About Our Cacao Origins
The states of Tabasco and Chiapas comprise 99% of Mexican cacao production, accounting for 27,000 tons across all of Mexico. While production has fallen sharply and steadily in recent decades, Mexico still produces almost 3 times more cacao than all Central American countries combined. However, as Mexico produces only 1/3 of the cacao that the country consumes, its chocolate industry continues to rely on imports.
This fact and the lack of fermentation tradition explains why Mexico is so rare to find as an origin of bean-to-bar chocolate around the world. Out of a production of 27,000 tons, less than 120 tons are exported each year, and just a small fraction is fine cacao.
Tabasco
Tabasco is the most important cacao growing region in Mexico, and has remained as one of the most important cacao producing centers in all of the Americas. It is home to the Olmec people, the “Mother Civilization” of Mesoamerica that not only built the first cities and pyramids–and coined the word “kakawa”–but also the first to turn cacao into chocolate over 3,000 years ago.
The Tabasqueño origin started as a single-estate bean, meaning it was produced from a single grower. The cacao is grown in an agroforestry system interspersed with other plants (such as tropical flowers, timber trees, citrus, pepper or mangos), and with no watering infrastructure, it relies 100% on rainfall.
The traditional Mexican post-harvest process is not fermentation, but “lavado” (washed cacao), which implies either washing the beans right away after breaking the pods or partially fermenting them for two or three days to remove the mucilage (cacao pulp) with less labor.
Tabasco cacao pods, also known as forastero, are smaller, rounder and have a smoother skin. You’ll also find pods that, due to crossbreeding, look like a mix between the forastero and the more commonly known criollos (or “native”), resulting in a varietal called trinitario. When ripe, the pods can be very colorful.
The forastero’s flavor profile is more complex than it might seem, being dark and equally sweet and bitter. Although different roasting profiles and conching (bean refinement) times will end up in different flavors, common profiles include blackberry, a hint of slightly pungent pepper, a tang of lime, molasses or the sweetness of a date, and toasted pecans.
Chiapas
The Chiapanecan origin comes from Soconusco, a very old cacao growing region where cross-pollination has brought up a very distinctive genetic mix. Cacao has been continuously grown here for the last 4,000 years (estimated to be about 1900 BC) when the first sedentary civilization in Mesoamerica, the Mokayas, domesticated cacao. This diversity makes fermentation very hard to master. However, unlike other places where cacao hybrids have been planted at a large scale, Soconusco has kept its heirloom cacao safe.
Chiapanecan cacao pods are harvested and fermented by a cooperative named Rayén founded in 2016. They are devoted to the rescue of the heirloom varieties of local cacao under threat by the introduction of highly productive and pest-resistant “clones”. In effort to maintain the varieties, they research those already present in their farms (which can be over a hundred years old) and then propagate the best among them. Consistency among single-origin farmers offsets genetic diversity because they know exactly which lots to ferment together.

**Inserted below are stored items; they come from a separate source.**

PR #543, opened 2024-09-09
Make CSR definitions scattered

### LINKED ISSUE #410: CSRs should use scattered functions
The CSR code is a bit odd. For example `readCSR()` uses a `match`:

```
function readCSR csr : csreg -> xlenbits = {
  let res : xlenbits =
  match (csr, sizeof(xlen)) {
    /* machine mode */
    (0xF11,  _) => zero_extend(mvendorid),
...
```

but *also* a scattered function for extensions.

```
...

    _           => /* check extensions */
                   match ext_read_CSR(csr) {
                     Some(res) => res,
                     None()    => { print_bits("unhandled read to CSR ", csr);
                                    zero_extend(0x0) }
                   }
```

This is silly. It should just work like the scattered functions for instructions - everything uses scattered functions, and there's a `riscv_csrs_begin.sail` and `riscv_csrs_end.sail`, and you add new CSRs just by inserting extra files.

Timmmm:
Resolve the strange split between `read_CSR` (which is not `scattered`) and `ext_read_CSR` (which is). Same for `write_CSR` and `is_CSR_defined`.

I changed the return type of `read_CSR` from `option(xlenbits)` to `xlenbits` since the code must already check `is_CSR_defined` before calling `read_CSR`. The only function that returned `None()` was the `seed` CSR in `write_seed_csr`, which actually meant you would get a weird "Unhandled write to CSR" if you wrote to `seed`.

I renamed & reordered the files slightly to make the scattered mapping work, but I haven't moved any of the actual definitions yet. In future we should actually scatter them.

Fixes #410

### DIFF
--- a/model/riscv_insts_zicsr.sail
+++ b/model/riscv_insts_zicsr.sail
@@ -21,203 +21,180 @@ mapping encdec_csrop : csrop <-> bits(2) = {
 mapping clause encdec = CSR(csr, rs1, rd, is_imm, op)
   <-> csr @ rs1 @ bool_bits(is_imm) @ encdec_csrop(op) @ rd @ 0b1110011
 
-function readCSR csr : csreg -> xlenbits = {
-  let res : xlenbits =
-  match (csr, sizeof(xlen)) {
-    /* machine mode */
-    (0xF11,  _) => zero_extend(mvendorid),
-    (0xF12,  _) => marchid,
-    (0xF13,  _) => mimpid,
-    (0xF14,  _) => mhartid,
-    (0xF15,  _) => mconfigptr,
-    (0x300,  _) => mstatus.bits,
-    (0x301,  _) => misa.bits,
-    (0x302,  _) => medeleg.bits,
-    (0x303,  _) => mideleg.bits,
-    (0x304,  _) => mie.bits,
-    (0x305,  _) => get_mtvec(),
-    (0x306,  _) => zero_extend(mcounteren.bits),
-    (0x30A,  _) => menvcfg.bits[sizeof(xlen) - 1 .. 0],
-    (0x310, 32) => mstatush.bits,
-    (0x31A, 32) => menvcfg.bits[63 .. 32],
-    (0x320,  _) => zero_extend(mcountinhibit.bits),
+// TODO: These read/write_CSR definitions should be moved to the files
+// corresponding to their extensions rather than all be here.
 
-    /* Hardware Performance Monitoring event selection */
-    (0b0011001 /* 0x320 */ @ index : bits(5), _) if unsigned(index) >= 3 => read_mhpmevent(hpmidx_from_bits(index)),
+/* machine mode */
+function clause read_CSR(0xF11) = zero_extend(mvendorid)
+function clause read_CSR(0xF12) = marchid
+function clause read_CSR(0xF13) = mimpid
+function clause read_CSR(0xF14) = mhartid
+function clause read_CSR(0xF15) = mconfigptr
+function clause read_CSR(0x300) = mstatus.bits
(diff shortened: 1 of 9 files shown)


arichardson (commented):
Not reviewed this in detail - but the result is much cleaner IMO. Having two methods for the same thing is weird, and I believe extensions can just override the existing definitions by placing their clause first.

model/riscv_insts_zicsr.sail
```diff
@@ -202,14 +179,19 @@ function clause execute CSR(csr, rs1, rd, is_imm, op) = {
...
-    let csr_val = readCSR(csr); /* could have side-effects, so technically shouldn't perform for CSRW[I] with rd == 0 */
+    let csr_val = read_CSR(csr); /* could have side-effects, so technically shouldn't perform for CSRW[I] with rd == 0 */
     if isWrite then {
       let new_val : xlenbits = match op {
         CSRRW => rs1_val,
         CSRRS => csr_val | rs1_val,
         CSRRC => csr_val & ~(rs1_val)
       };
-      writeCSR(csr, new_val)
+      let final_val = write_CSR(csr, new_val);
```
arichardson, line 189: Since there is only one caller this seems fine but I wonder if it makes sense to have a logging variant.

In the future it might be nice to have logging for all implicit CSR reads and writes, but not for this PR.
I was thinking of maybe something like a scattered enum for all the CSRs so you don't have to hardcode the number and then using something like
`let mtvec = CSR(CSR_MTVEC)` could log the implicit read.

arichardson (approved):
Looked at the whole diff now. LGTM. Removing all the `Some(` is quite nice as well.

model/riscv_insts_zicsr.sail
Timmmm: Yeah we have had to put stuff like `trackCSRWrite(csr_name_map("mstatus"))` in a few places in our code. A scattered enum might make more sense. It would also make the `write_CSR`/`read_CSR` a lot code easier to read.

Something like

```
scattered enum CSR

enum clause CSR = MSTATUS
enum clause CSR = MTVEC
...

scattered mapping csr_name_map : CSR <-> string

mapping class csr_name_map = MSTATUS <-> "mstatus"
mapping class csr_name_map = MTVEC <-> "mtvec"
...

scattered mapping csr_index : CSR <-> bits(12)

mapping clause csr_index = MSTATUS <-> 0x123
mapping clause csr_index = MTVEC <-> 0x456
...

function execute(CSR... = {
  let index : bits(12) = ...
  if not(csr_index_matches(index)) ...
  let csr = csr_index(index);
  write_CSR(csr, ...)
```

I'm not sure I quite follow what you mean by "a logging variant"?

arichardson: I meant I am not sure if we want every read/write of a CSR to be emitted in the logfile since that could end up being really verbose.

arichardson: And by logging variant I meant a version of write_CSR/read_CSR that logs the access as opposed to doing it in the caller.

billmcspadden-riscv:
Minstret and timers are overkill.

model/riscv_insts_zicsr.sail
Timmmm: Ah I see, that makes sense.

Timmmm: (But I think we should do it in a future PR.)

arichardson: agreed, no need to do it here.

Timmmm:
I'll merge this in a few days if nobody objects. I think it's uncontroversial.

Alasdair (approved):
Once this is rebased I think it can be merged

PR #544, opened 2024-09-09
Remove the OCaml emulator

### LINKED ISSUE #509: Remove OCaml emulator

Timmmm:
This has the following benefits:

* Reduces the maintenance burden for making changes to the emulator. They don't have to be done in two places and you don't need to learn OCaml.
* Removes the dependency on OCaml and OPAM, which is a weirdly bug-prone tool.
* Removes confusion for new users about which emulator to use.
* Shorter CI time.

<strike>Note, I left the targets to actually build the OCaml code since I believe it is used by TestRig for its random instruction generation.</strike>

Fixes #509


Alasdair:
The Sail to OCaml translation could also use quite a few changes, as it's the first thing I ever implemented when I started working on Sail. It still uses ocamlbuild for example, whereas the OCaml ecosystem has now mostly move to dune.

Removing the use here would actually free me to make some much needed changes.

Timmmm:
@PeterRugg This MR removes OCaml support from the model, which I think would affect TestRig. Is that a deal breaker? What's the status of TestRig?

PeterRugg:
Yeah, we certainly don't compare against the ocaml model, and can't see any reason why we would. Losing the sail-based test generation is sad, but as @jrtc27 says, we never really got chance to investigate using it properly.

arichardson (commented):
I believe the one thing we are losing here is the ability to generate the DTB for the OS boot. I wonder if this should be added to the C simulator first? Otherwise I am more than happy to see the ocaml simulator being removed since it makes it a lot easier to add new extensions with hooks.

arichardson:
> I believe the one thing we are losing here is the ability to generate the DTB for the OS boot. I wonder if this should be added to the C simulator first? Otherwise I am more than happy to see the ocaml simulator being removed since it makes it a lot easier to add new extensions with hooks.

Looks like it's just a simple string template (`let spike_dts isa_spec mmu_spec cpu_hz insns_per_rtc_tick mems`), so should be easy to move over to C.

Timmmm:
I have actually implemented that for our C++ emulator so I'll port it over.

Timmmm:
> I have actually implemented that for our C++ emulator so I'll port it over.

I actually haven't implemented it - I was thinking of something else. It *is* pretty simple; just generate [a string template](https://github.com/riscv/sail-riscv/blob/c61351e16e803d5ae8c14781d13a4bf214eb51d7/ocaml_emulator/platform_impl.ml#L69) and then [run](https://github.com/riscv/sail-riscv/blob/c61351e16e803d5ae8c14781d13a4bf214eb51d7/ocaml_emulator/platform_impl.ml#L166) `dtc` to compile it.

But doing that in C is a right pain, so I'm voting we defer this and add it again if/when somebody asks for it.

If you want to boot Linux you can still manually make a DTB.

arichardson:
> > I have actually implemented that for our C++ emulator so I'll port it over.
> 
> I actually haven't implemented it - I was thinking of something else. It _is_ pretty simple; just generate [a string template](https://github.com/riscv/sail-riscv/blob/c61351e16e803d5ae8c14781d13a4bf214eb51d7/ocaml_emulator/platform_impl.ml#L69) and then [run](https://github.com/riscv/sail-riscv/blob/c61351e16e803d5ae8c14781d13a4bf214eb51d7/ocaml_emulator/platform_impl.ml#L166) `dtc` to compile it.
> 
> But doing that in C is a right pain, so I'm voting we defer this and add it again if/when somebody asks for it.
> 
> If you want to boot Linux you can still manually make a DTB.

Seems fine to me. It would be nice to generate this so that operating systems can parse it and boot, but can be done as a follow-up when needed.

arichardson (approved):

jordancarlin (approved):
LGTM

README.md
```diff
@@ -36,7 +36,7 @@ What is Sail?
 engineer-friendly language, much like earlier vendor pseudocode, but more precisely defined and with tooling to support a wide range of use-cases.
 <p>
 
-Given a Sail specification, the tool can type-check it, generate documentation snippets (in LaTeX or AsciiDoc), generate executable emulators (in C or OCaml), show specification coverage, generate versions of the ISA for relaxed memory model tools, support automated instruction-sequence test generation, generate  theorem-prover definitions for
+Given a Sail specification, the tool can type-check it, generate documentation snippets (in LaTeX or AsciiDoc), generate an executable emulators, show specification coverage, generate versions of the ISA for relaxed memory model tools, support automated instruction-sequence test generation, generate  theorem-prover definitions for
```
arichardson, line 39:
```suggestion
Given a Sail specification, the tool can type-check it, generate documentation snippets (in LaTeX or AsciiDoc), generate executable emulators, show specification coverage, generate versions of the ISA for relaxed memory model tools, support automated instruction-sequence test generation, generate  theorem-prover definitions for
```
We still have rv32 and rv64 emulators so plural seems fine?

README.md
```diff
@@ -139,13 +139,9 @@ mapping clause assembly = SRET() <-> "sret"
...
 
-The model builds OCaml and C emulators that can execute RISC-V ELF
+The model builds a C emulator that can execute RISC-V ELF
 files, and both emulators provide platform support sufficient to boot
-Linux, FreeBSD and seL4.  The OCaml emulator can generate its own
-platform device-tree description, while the C emulator currently
-requires a consistent description to be manually provided.  The C
-emulator can be linked against the Spike emulator for execution with
-per-instruction tandem-verification.
+Linux, FreeBSD and seL4. The C emulator can be linked against the Spike emulator for execution with per-instruction tandem-verification.
```
arichardson, line 144:
```suggestion
Linux, FreeBSD and seL4. The C emulator can be linked against the Spike emulator for execution with per-instruction tandem-verification.
```
Not for this PR, but is the Spike tandem verification actually still functional? If not it should probably be removed.

arichardson (approved):

Timmmm:
I'll merge this in a few days if nobody objects.

PR #547, opened 2024-09-12
Add enable-svinval option

trdthg:
Looks forgotten. Does it?


jrtc27 (approved):
Going back to the PR this was indeed just missed. The OCaml emulator had the option wired up properly though AFAICT.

Although the differentiation between forastero, trinitario and criollo isn’t clearcut and somewhat artificial, it can be regarded as a tendency. Rayén's cacao genetics could be described as a mixture of criollos and trinitarios (or “trinitarios acriollados” as they’re called). Though there are dozens of different colors and pod shape combinations, the shape of the pods have the typical corrugated skin and "lizard" tail. The beans inside the pods are predominantly white and pink when fresh, however when roasted and with the husk removed, you might end up with a vibrant color palette.
In terms of flavor profile, you’ll find nutty notes of cashew, almond and peanut butter; tangy, fruity notes of dried cherry and currants; and a heightened impression of natural sweetness, such as from caramelized bananas and dates.